I woke up this morning, remembered I still didn’t have water, and I wished I were Betty Draper. I imagined myself married to a rich man, rolling over and ringing the bell for the maid. But water would soon be restored! After three trips to the water department, I had paid the back bill my landlord left behind and set myself up as the new Owner of Water.
Then, a series of unfortunate events. My dear mother waiting for the water guy, me forgetting to leave the mansion door open, the water guy confused about which house had canceled on him, and finally: the broken pipe in the mansion basement that made the water guy shake his head.
(Don’t get upset yet. My fabulous party’s still on. If you know what I would do for a Mickey bar at EPCOT, then you know I’m going to have this party, even if I have to walk all the way across the world twice, and make my sisters and brother come with me. Worst case scenario, we’ll bring in some water to flush those beautiful toilets, and some to rehydrate your beautiful bodies from whatever you’ve done. It takes a little over 2 gallons to flush a toilet. I know that kind of thing now, because I’m awesome.)
The water runs through the mansion to the carriage house, so if we can’t turn on mansion water, the servants (that is, me, being the only remaining servant and the servant of all these structures and utilities and the ghost of George Myers), well, they aint getting no water if the master aint got no water.
My mother called and told me this, and I wanted to beat my head against the wall, or jump off a bridge (I would never actually jump off a bridge, I just like the word “jump” when I’m losing it). Fortunately, I had to walk back into my classroom and talk about the Puritans and refuse to reveal why they came to America no matter how long my students said they didn’t know. Everyone came up with it. I just had to sit there a while. I didn’t scream at anyone, although I really wanted to, and they were right there, and I could have.
I got rid of all those darn kids, and I made a list of things to do instead of beating my head against the wall, although that still sounded appealing. Two hundred to the gas company, running to be home for the turn-on, three trips to the water department and $500– how could I give up, so close to the finish line?
Before I do anything, I should call my dad with any practical matter. Although his advice is quite expensive, I get it free. He gave me a phone number. Five minutes later, I had a guy who works for a guy coming out to check on the pipes and advise me about weatherproofing the mansion for the duration. Yes, he’d be happy to help.
I don’t even know if George Myers was the kind of guy who gave a damn about his house. Did he care about the way it looked? Was he like my great-grandmother, so unsentimental that she suggested her home of sixty years be torn down when she died? I mean, I care about one of the oldest architect-designed homes in Hyde Park, built of local stone, but maybe it was just a house to him.

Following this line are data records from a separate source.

PR #730, opened 2021-03-15
EUI-3594: Error message specifics not being displayed

Daniel-Lam:
https://tools.hmcts.net/jira/browse/EUI-3594

### Change description ###
Fix issue with HTTP error handling post-Angular `HttpClient` upgrade, which failed to map error properties between new `HttpErrorResponse` objects being returned and `HttpError` domain model objects for UI display.

```
[ ] Yes
[x] No
```

### DIFF
--- a/src/shared/components/case-viewer/case-viewer.component.spec.ts
+++ b/src/shared/components/case-viewer/case-viewer.component.spec.ts
@@ -1,3 +1,4 @@
+import { HttpErrorResponse } from '@angular/common/http';
 import { async, ComponentFixture, TestBed } from '@angular/core/testing';
 import { Component, DebugElement, EventEmitter, Input, Output } from '@angular/core';
 import { CaseViewerComponent } from './case-viewer.component';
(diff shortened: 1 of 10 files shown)


src/shared/components/case-viewer/case-viewer.component.spec.ts
```diff
@@ -1,3 +1,4 @@
+import { HttpErrorResponse } from '@angular/common/http';
```
paul-graham, line 1: I'm seeing an `xdescribe(...)` for all the tests in this suite...?

paul-graham (changes requested):
Just that one question in `case-viewer.component.spec.ts` where it looks like there are changes but all the tests are actually being skipped. Not sure if you were aware of it, @Daniel-Lam, so this is to flag it up for your attention rather than _actually_ request changes.

src/shared/components/case-viewer/case-viewer.component.spec.ts
Daniel-Lam: @paul-graham - that's a bit odd... I tried an `fdescribe` and all those tests fail! They ought to be fixed but that would be outside the scope of this PR, so I've left as `xdescribe` (as it was) for now.

paul-graham: Okay, cool. So long as you're aware of it. We should create a tech debt ticket to tidy up any tests that have an `x` prefix (`xdescribe` or `xit`) - either fix them or remove them. 😄

paul-graham (approved):
The `xdescribe` hasn't been introduced for this PR and @Daniel-Lam was aware it was there so I'm happy to approve these changes.

adnanakgun (approved):

PR #731, opened 2021-03-17
EUI-3146-numeric-comparator-hot-fix

rayliangatos:

https://tools.hmcts.net/jira/browse/EUI-3146
https://tools.hmcts.net/jira/browse/RDM-11029

### Change description ###
An edge case when the CCD configs return Case ID for sorting, it's a numeric field not string tyoe, the sort itself at least need to be compatible for string/numeric sorting, right now it only consider string so it failed on .toLowerCase

```
[ ] Yes
[x] No
```

### DIFF
--- a/RELEASE-NOTES.md
+++ b/RELEASE-NOTES.md
@@ -1,5 +1,8 @@
 ## RELEASE NOTES
 
+### Version 2.73.6-numeric-comparator
+**EUI-3146** numeric-comparator-hot-fix
+
 ### Version 2.73.5-ngmodel-deprecation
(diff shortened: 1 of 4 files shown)


paul-graham (changes requested):
Looks like exactly the same issue as reported in https://tools.hmcts.net/jira/browse/EUI-3608.

What happens when you click on the column header to sort by that column? When I made a very similar change in the midst of investigating EUI-3608, CCD threw an exception. You don't have any code in here to alter the call being made to CCD so you'll almost certainly get precisely the same result.

The issue is with the configuration of the columns, not with this code.

PR #733, opened 2021-03-19
Add support for real money types. 

kuda1992:
https://tools.hmcts.net/jira/browse/EUI-3583

### Change description ###
`ReadMoneyGbpFieldComponent 
` should support real values. Which means both negative and positive values should be treated as valid form fields.

```
[ ] Yes
[ x] No
```


src/shared/components/palette/base-field/abstract-form-field.component.ts
```diff
@@ -16,7 +16,7 @@ export abstract class AbstractFormFieldComponent {
   @Input()
   parent?: FormContainer;
 
-  protected registerControl<T extends AbstractControl>(control: T, replace = false): AbstractControl {
+  public registerControl<T extends AbstractControl>(control: T, replace = false): AbstractControl {
```
paul-graham, line 19: Why has this been made public? If it's for testing purposes, that necessity had already been removed.

src/shared/components/palette/money-gbp/read-money-gbp-field.component.spec.ts
```diff
@@ -175,19 +226,19 @@ describe('ReadMoneyGBPFieldComponent', () => {
         .compileComponents();
 
       fixture = TestBed.createComponent(ReadMoneyGbpFieldComponent);
-      component = fixture.componentInstance;
+      component = fixture.componentInstance as ReadMoneyGbpFieldComponent;
 
+      component.registerControl = REGISTER_CONTROL;
       component.amount = undefined;
       component.caseField = CASE_FIELD;
-      component.formGroup = FORM_GROUP;
```
paul-graham, line 182: Why have you changed this mechanism? It works everywhere else and the `registerControl` method shouldn't be public as it's only ever invoked from within the component, not externally.

src/shared/components/palette/money-gbp/write-money-gbp-field.component.spec.ts
```diff
@@ -52,8 +125,8 @@ describe('WriteMoneyGbpFieldComponent', () => {
     fixture = TestBed.createComponent(WriteMoneyGbpFieldComponent);
     component = fixture.componentInstance;
 
+    component.registerControl = REGISTER_CONTROL;
     component.caseField = CASE_FIELD;
-    component.formGroup = FORM_GROUP;
```
paul-graham, line 56: Same question as above. This works elsewhere so why has it been replaced with an old mechanism?

paul-graham (changes requested):

src/shared/components/palette/base-field/abstract-form-field.component.ts
kuda1992: Well I made it public to test the method. What do you suggest keep it protected?

src/shared/components/palette/money-gbp/read-money-gbp-field.component.spec.ts
kuda1992: Honest truth I have changed the mechanism. I just replicated the changes made from the previous PR.

src/shared/components/palette/base-field/abstract-form-field.component.ts
paul-graham: Yes please. It was made protected because it's only ever called from within the component (and anything that extends this base component) and never externally.

src/shared/components/palette/money-gbp/write-money-gbp-field.component.spec.ts
kuda1992: Same answer as before. Just copied the changes from the PR.

src/shared/components/palette/money-gbp/read-money-gbp-field.component.spec.ts
paul-graham: Ah! That would explain it! Yes, that got replaced with the mechanism of setting `component.formGroup`, which did away with the need for a mock `registerControl` method and also the need for the _actual_ `registerControl` method being public. Can you undo these bits of changes, please? :)

paul-graham (dismissed):
Good stuff. Thank you for making the requested changes, @kuda1992!

Approved. 👍

udaydenduluri33 (dismissed):
LGTMk

PR #738, opened 2021-03-26
Replace h2 tags with spans on case edit pages (A)

paulhowes-HMCTS:
https://tools.hmcts.net/jira/browse/EUI-3550

### Change description ###
Replace h2 tags with spans on case edit pages for accessibility

```
[ ] Yes
[x] No
```


src/shared/components/case-editor/case-edit-submit/case-edit-submit.html
```diff
@@ -2,9 +2,9 @@
 <h1 class="govuk-heading-l">{{ eventTrigger.name}}</h1>
 
 <!-- Case ID -->
-<h2 *ngIf="getCaseId()" class="heading-h2">
+<span *ngIf="getCaseId()" class="heading-span" title="Case reference {{ getCaseId() | ccdCaseReference}}">
   #{{ getCaseId() | ccdCaseReference}}
-</h2>
+</span>
```
phillip-whitaker, line 7: I really don't like this <span> thing... I know it is what you have been told to do. But it is such an abuse of spans

phillip-whitaker (approved):

src/shared/components/case-editor/case-edit-submit/case-edit-submit.html
phillip-whitaker: I do think this will get flagged in future accessibility audits for poor HTML structure

paulhowes-HMCTS: It highlights the need to move the case reference somewhere else, however for the moment 'demoting' the h2 to a span is a step in the right direction.

paul-graham (dismissed):
Agree with @phillip-whitaker about the abuse of `<span>`s. And it strikes me as peculiar that it's been decided that the title should include the case reference as it'll mean screen readers announce the case reference twice in succession, separated merely by the word "number" for the "#" within the `<span>`. 🤷‍♂️

Given you've pretty much overridden the styling of `.heading-h2` from MC, I don't _think_ this needs to be considered a breaking change. Opinions may vary on this one, though.

paulhowes-HMCTS:
Replaced by https://github.com/hmcts/ccd-case-ui-toolkit/pull/783 as part of CT_v1.0.1 - Release 22.1 - Candidate

PR #739, opened 2021-03-27
EUI-3587: Fix "Print URL" pipe for rewriting remote Print Service URLs

Daniel-Lam:
https://tools.hmcts.net/jira/browse/EUI-3587

### Change description ###
Fix the pipe to rewrite remote Print Service URLs to the correct "local" version to be used for the front-end, irrespective of environment-based variations of the remote domain name.

```
[ ] Yes
[x] No
```

### DIFF
--- a/demo/src/app/app.config.ts
+++ b/demo/src/app/app.config.ts
@@ -22,7 +22,6 @@ export class AppConfig extends AbstractAppConfig {
     'activity_url': '',
     'activity_max_request_per_batch': 25,
     'print_service_url': '/print',
-    'remote_print_service_url': '/remote_print',
     'pagination_page_size': 25,
     'prd_url': 'api/caseshare/orgs',
     'cache_time_out': 45000,
@@ -72,7 +71,7 @@ export class AppConfig extends AbstractAppConfig {
   public getPaymentsUrl() {
     return this.config.payments_url;
   }
-  
+
   public getPayBulkScanBaseUrl() {
     return this.config.pay_bulk_scan_url;
   }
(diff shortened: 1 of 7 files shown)


demo/src/app/app.config.ts
```diff
@@ -116,10 +115,6 @@ export class AppConfig extends AbstractAppConfig {
     return this.config.print_service_url;
   }
 
-  public getRemotePrintServiceUrl() {
```
paul-graham, line 119: I think this makes this a breaking change and so it would need to go to the next major release...

paul-graham (changes requested):
I think this needs to be a major release: `3.0.0`.

adnanakgun (approved):
I agree that this is a breaking change. Approving subject to @paul-graham 's change request.

demo/src/app/app.config.ts
Daniel-Lam: I've now re-introduced this in `app.config.ts` as a deprecated, no-op function that returns `undefined`, ahead of its removal in the next major release.

src/app.config.ts
```diff
@@ -47,7 +54,8 @@ export class CaseEditorConfig {
   activity_url: string;
   activity_max_request_per_batch: number;
   print_service_url: string;
-  remote_print_service_url: string;
+  // remote_print_service_url marked as optional since deprecation, ahead of removal in next major release
```
paul-graham, line 57:
```
/**
 * @deprecated?
 */
```

Daniel-Lam: Good point - done

paul-graham (approved):
Thank you for making the changes necessary to stop this being a breaking change, @Daniel-Lam. As you've pointed out, version `3.0.0` is earmarked for much more exciting things and this would have put an unnecessary obstacle in the way of that.

Given the deprecation flags and the other changes made, happy to approve this. 👍

paul-graham (approved):
Changes to the `package.json` and `RELEASE-NOTES.md` look all good. Re-approving. 👍

adnanakgun (approved):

I know he liked fishing and hot air ballooning (more on that at the party), but I have found no record of his aesthetic sense, or lack thereof. He has no known ties to the arts.
I did look at apartments on craigslist, which is the first step in me visualizing moving. Hmmm…dark wood… a balcony. Those things I do miss at the compound. But odds are still in favor of a reasonably priced plumbing solution at the moment.
Tomorrow will tell us more. George Myers’ ghost owes me something. That I know. And I know the reason I’m a Democrat is that I know it was only luck that my parents are among the top 10% of parents in history. I did nothing to deserve them.